I researched the internet on possibilities and decided that resurfacing sounded very promising, so got a referral to a surgeon that did them (very experienced - he has done about 500 over 7 years). He went through the advantages (retaining an intact femur, much more stable joint, more rapid recovery, greater range of activities following recovery, easy conversion to THR if the joint failed at some future time), but cautioned that bone cysts that could be seen in my X-ray could be deep enough to make resurfacing problematic - in which case he would need to decide in the operating theatre to do a THR. He also cautioned that whether I could stand both hips being done in the one operation could only be seen in the theatre, and he would do one hip and then decide whether I could go on for the second.

Given these caveats, the whole thing went off fine from my point of view. I coped with the operation well, and he was able to resurface both. I was in hospital for 8 days, standing two days after the operation, and taking steps with forearm crutches 4 days after the operation (those who only have one hip done do better than that). I found very little post operative pain, and the hospital was very good about offering painkillers on a preventative basis (they want patients pain free so that they are not detered from moving and starting the physio exercises).

By the time I went home I could get in and out of bed, walk around the hospital floor and give myself a shower. When I got home I needed to self inject a blood thinning agent (Fragmin) for 20 days, and wear TED stockings for 3 weeks. I took home exercises from the hospital physios, and expanded these when I went back 4 weeks after the operation. The surgeon and the physio were very keen for me to do hydrotherapy, so I went to the local indoor pool and saw an exercise therapist for a program which I have been following for the past 3-4 weeks, and that is really helping.

What makes me so keen is the visible progress!! Not only was there no pain from the start, but I sleep through the night (from a couple of weeks home), driving again (from 3 weeks at home), able to get out and about (went to the Quarter-Finals of the Australian Open Tennis 3 weeks after getting home). This is now my second week back at work (I'm not sure if that is all good!).

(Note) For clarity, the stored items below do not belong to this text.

Issue #5031, opened 2017-06-24
Support sassc-rails


swrobel:
The fact that activeadmin depends on sass-rails causes [conflicts](https://github.com/sass/sassc-rails#installing-alongside-a-gem-that-depends-on-sass-rails) with apps that try to use sassc-rails leading to [complicated](https://github.com/sass/sassc-rails/issues/6#issuecomment-277471795) [workarounds](https://github.com/sass/sassc-rails/issues/68)

Fivell:
possible solution is to require sassc-rails and sass-rails as fallback 

like 
```ruby
begin
  require 'sassc-rails'
rescue LoadError
  require 'sass-rails.'
end
```

Fivell:
@javierjulio , what do you think about it?

javierjulio:
@Fivell I'm not familiar with sassc-rails so I'm not sure what's best. First I've heard of it. What I realized though with this is why do we even require sass-rails as a dependency. I've looked at some other gems like foundation-rails which I use and am thinking perhaps its better for us to require sass as dependency instead? Since ActiveAdmin is only meant for Rails, there won't be any concern since sass-rails is the default and users can decide if they rather use something else. Wouldn't it be better to just replace the dependency with the minimum required and thus we avoid having to require various sass rails based gems to accommodate cases like this?

javierjulio:
@Fivell we require sass-rails here https://github.com/activeadmin/activeadmin/blob/11c1253d2d228cdae27537fff16d75eb091dca69/lib/active_admin.rb#L10 but I wonder why since we don't use it directly. We do have a request spec for stylesheets but I think that's unnecessary. We shouldn't be testing what Rails already tests.

Further I'm not sure why we add our stylesheets and javascripts to the precompile path since we have them in the conventional folders that Rails will just add and compile them for us (from what I understand). For example, reviewing more foundation-rails it [requires smaller dependencies despite using sass based stylesheets](https://github.com/zurb/foundation-rails/blob/master/foundation-rails.gemspec) and also [doesn't do any custom engine stuff for asset precompilation](https://github.com/activeadmin/activeadmin/blob/master/lib/active_admin/engine.rb#L3-L10).

javierjulio:
I realize now we precompile as users can add their own stylesheets and javascripts too. But even then I wonder if its really necessary? Users can just import/require in the active_admin.scss and active_admin.js file generated.

javierjulio:
[...]

PR #5037, opened 2017-06-26
Require only minimum of sass as dependency

javierjulio:
This should help with issues like #5031 where users want to use sassc-rails but were not able to since we were requiring sass-rails. We could probably still have it as a dependency but simply **not** require it in Ruby code. This change was to mimic what I've seen in other gems for Rails apps that include SASS like [foundation-rails where they specify the minimum dependencies](https://github.com/zurb/foundation-rails/blob/master/foundation-rails.gemspec#L21-L23) rather than require sass-rails directly.


javierjulio:
@deivid-rodriguez another codecov/project failure. Is it ok to ignore?

Fivell:
@javierjulio , maybe this worth change-log line

deivid-rodriguez:
@javierjulio The codecov/project failure is fine, yes!

The changes here look good to me, let's wait for @swrobel's feedback!

swrobel:
Seems to be working great on my staging server! 👍

deivid-rodriguez:
Nice! @javierjulio `sass-rails` depends on `sass ~> 3.1`, should we add that here too, just in case?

I know that resurfacing is still classified as an experimental procedure in the US, but it now has 7-8 years of history and I believe is clearly a better alternative for younger active patients who are able to sustain the operation. So it can be worthwhile looking into the possibilities. Don't leave it too late either, as the bone surface can deteriorate (cysts grow) and leaving it too late may mean that the surgeon will opt for a THR (which is not a bad operation - just not as good for younger active patients). Resurfacing is a technically more challenging operation than THR, and some surgeons could be reluctant to retrain to it. Keep looking..........

If anyone is thinking of hip resurfacing then the current best considered professional opinion is that offered by the UK National Institute for Clinical Excellence, in their Technology Appraisal Guidance No 44 "Guidance on the use of metal on metal hip resurfacing arthroplasty". This can be accessed at [url]http://www.nice.org.uk/page.aspx?o=TA044guidance[/url]

To see a sequence of photos taken during a hip resurfacing operation, look at [url]http://www.hipkneetumoursurgery.com/5_professional_area/hip_resurfacing_procedure.htm[/url]

Warning, these are close up photos of an actual operation and could be disturbing to some people.

For more information on how the different hip implants last over time look at [url]http://www.dmac.adelaide.edu.au/aoanjrr/documents/aoanjrrreport_2005.pdf[/url]

This is the latest annual report of the Australian National Joint Replacement Registry. Modelled on a Swedish registry which had a significant positive impact on the success rates of hip operations in Sweden (by allowing surgeons to see what implants succeeded over time, and which had problems), the Australian registry has recorded details of hip and knee operations in Australia since September 1999. Probably easier to understand than reports from the Swedish body (for non-Swedish speaking English speakers). The implants used in Australia are sourced from all round the world, and the information in the report would be relevant in other countries too, in discussing with a surgeon what he does and how successful it has been.